The prime minister will set out the contents of an integrated review of the UK’s foreign, defence and intelligence policies next week.
In what has been described as the most important blueprint of the country’s security strategy to be laid in recent history, Mr Johnson will say that high technology has transformed the nature of conflict in the same way air power did a century ago.
He will announce plans for a “cyber corridor” across the north of England, which will involve placing the headquarters of the new National Cyber Force (NCF) in the north, a region where the Conservatives breached the “red wall” of Labour constituencies in the last general election.
Basing the NCF there is intended to generate economic growth in the digital and defence sectors while drawing in the private sector and academia to work with the government on projects. The Ministry of Defence pointed out that military-based enterprises already provided 35,000 jobs in the northwest of England.
The NCF will carry out offensive missions against targets including hostile states, terrorist groups, organised crime networks and international paedophile rings.

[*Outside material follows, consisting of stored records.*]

PR #1451, opened 2023-11-16
Stable b tree map property tests

lastmjs:


property_tests/arbitraries/candid/reference/service_arb/definition_arb.ts
```diff
@@ -80,30 +93,53 @@ function ServiceMethodArb(
             return {
                 name,
                 imports,
-                typeAliasDeclarations,
+                variableAliasDeclarations: variableAliasDeclarations,
```
dansteren, line 96: This should probably use object shorthand syntax. The linter should really catch things like this though, see https://eslint.org/docs/latest/rules/object-shorthand.

property_tests/tests/stable_b_tree_map/test/contains_key.ts
```diff
@@ -0,0 +1,74 @@
...
+): Test {
+    return {
+        name: `containsKey ${functionName}`,
+        test: async () => {
+            const actor = getActor('./tests/stable_b_tree_map/test');
+
+            const result = await actor[functionName](param0Value, param1Value);
+
+            return {
+                Ok: deepEqual(result, true)
```
dansteren, line 70: Why not `===`? Does this mean that I should always use `deepEquals` for all tests?

property_tests/arbitraries/stable_b_tree_map_arb.ts
```diff
@@ -0,0 +1,30 @@
...
+                max: 254
+            })
+        )
+    )
+    .map(([keySample, valueSample, uniqueIdentifier, memoryId]) => {
+        const name = `stableBTreeMap${uniqueIdentifier}`;
+
+        return {
+            name,
+            body: `let ${name} = StableBTreeMap<${keySample.src.candidTypeAnnotation}, ${valueSample.src.candidTypeAnnotation}>(stableJson, stableJson, ${memoryId});`,
```
dansteren, line 22: hmmm, `body` is an interesting name here. When I was reading it later in the StableBTreeMap method tests it read more like it was something else. Isn't this a constructor, or variable declaration? I just wouldn't think of this as a "body" so maybe there's a better name for this.

property_tests/tests/stable_b_tree_map/test/get.ts
```diff
@@ -0,0 +1,78 @@
...
+            tests: [test]
+        };
+    });
+
+function generateBody(
+    stableBTreeMapName: string,
+    stableBTreeMapBody: string
+): string {
+    return `
+        ${stableBTreeMapBody}
```
dansteren, line 53: Calling this `stableBTreeMapBody` doesn't seem quite right. It's creating the map, so I'd lean more to something more like constructor. It feels like it's going to be like the following two lines, but then isn't. I'm not explaining well though so let's talk about this IRL if you'd like.

dansteren (commented):
Well done! This is a lot of work and a good job adapting to all our merge conflicts :grimacing:  (sorry).

I'd be fine if we merged it as is, but I think it's still a work in progress. I'm sensing not quite the abstraction on the StableBTreeMap arb as a few of my comments note. That's the biggest architectural problem I see. That being said, I realize it's a step forward so I'm fine merging it if you'd like. So, I'm "commenting", rather than "approving" or "requesting changes".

The organisation, which brings together a number of security and intelligence agencies, is meant to provide the most advanced technological assistance to operations ranging from on-the-ground special forces raids to countering the use of the internet for child sexual abuse.

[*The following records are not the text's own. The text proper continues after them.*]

PR #1454, opened 2023-11-17
Property test arbitrary depth variant

bdemann:


property_tests/arbitraries/candid/constructed/record_arb/base.ts
```diff
@@ -0,0 +1,110 @@
...
+import { JsFunctionNameArb } from '../../../js_function_name_arb';
+import { Record } from './index';
+
+type Field = [string, CandidMeta<CandidType>];
+
+export function RecordArb(candidTypeArb: fc.Arbitrary<CandidMeta<CandidType>>) {
+    return fc
+        .tuple(
+            UniqueIdentifierArb('typeDeclaration'),
+            fc.uniqueArray(fc.tuple(JsFunctionNameArb, candidTypeArb), {
```
lastmjs, line 15: Is JsFunctionNameArb unique?

lastmjs: Is that what uniqueArray is doing somehow? What happens if there are two JsFunctionNameArbs with the same name? Seems like we should be using UniqueIdentifierArb

property_tests/arbitraries/candid/constructed/variant_arb/base.ts
```diff
@@ -0,0 +1,125 @@
...
+
+function VariantFieldsArb(
+    candidTypeArb: fc.Arbitrary<CandidMeta<CandidType>>
+): fc.Arbitrary<Field[]> {
+    return fc.uniqueArray(fc.tuple(JsFunctionNameArb, candidTypeArb), {
+        selector: (entry) => entry[0],
+        minLength: 1
+        // Although no minLength is technically required (according to the
+        // spec), the DFX CLI itself currently errors out trying to pass
+        // an empty object.
```
lastmjs, line 18: Is this still a problem? We should open an issue somewhere

property_tests/arbitraries/candid/candid_arb.ts
```diff
@@ -1,16 +1,18 @@
 import fc from 'fast-check';
-import { deepEqual } from 'fast-equals';
 import { CandidType } from './candid_type_arb';
 
 // TODO we're thinking that Candid is not the best name for this. What is better?
-export type CandidMeta<T extends CandidType> = {
+export type CandidMeta<T extends CandidType, E = T> = {
     value: T;
```
lastmjs, line 6: Can we think of a better name for this, somehow to distinguish these values? It's just not clear what the value is and why it's different than the expected value...do you think this is important?

For example should we say agentArgumentValue and agentResponseValue or something?

property_tests/tests/tuple/test/test.ts
```diff
@@ -94,12 +95,19 @@ function generateBody(
     `;
 }
 
+function replacer(key: any, value: any) {
```
lastmjs, line 98: What is this replacer for? is there a JSON.stringify somewhere? We should use the replacer and reviver I've created now, perhaps we should open an issue for this or comment it in here

lastmjs (changes requested):

property_tests/arbitraries/candid/candid_arb.ts
lastmjs: Change these to argumentValue and expectedResponseValue

property_tests/tests/tuple/test/test.ts
lastmjs: Remove this

property_tests/arbitraries/candid/constructed/variant_arb/base.ts
bdemann: We should also open an issue for the tuple inconsistency we found

property_tests/arbitraries/candid/constructed/record_arb/base.ts
bdemann: Unique Identifier Arb is going to make sure that globally all of the names are unique, for this case we don't need to them to be globally unique, we just need them to be locally unique to this particular record, another record could have fields of the same name and that would be okay. uniqueArray is what we want here.

lastmjs (approved):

The need for such a centralised force has become acutely necessary, say intelligence and defence officials, due to a huge rise in threats in the cyber domain.
Mr Johnson will say: “Cyber power is revolutionising the way we live our lives and fight our wars, just as air power did 100 years ago.
“We need to build up our cyber capability so we can grasp the opportunities it presents while ensuring those who seek to use its powers to attack us and our way of life are thwarted at every turn.
“Our new, full-spectrum approach to cyber will transform our ability to protect our people, promote our interests around the world and make the lives of British people better every day.”
However, while the government is declaring its focus on cyber, the Commons Defence Committee has charged that conventional weaponry has been grossly neglected mainly because of a series of botched procurement programmes.
As a result the Army’s ageing tanks and armoured vehicles are likely to find themselves overmatched in any conflict with Russian forces, the MPs claimed in a report titled “Obsolescent and outgunned”.
It said It that any “artillery duel” between modern British and Russian divisions was “likely to end one way – and not necessarily to the British Army’s advantage”.
The committee blamed a history of “bureaucratic procrastination, military indecision, financial mismanagement and general ineptitude” which it said had marked attempts to re-equip the Army over the past two decades.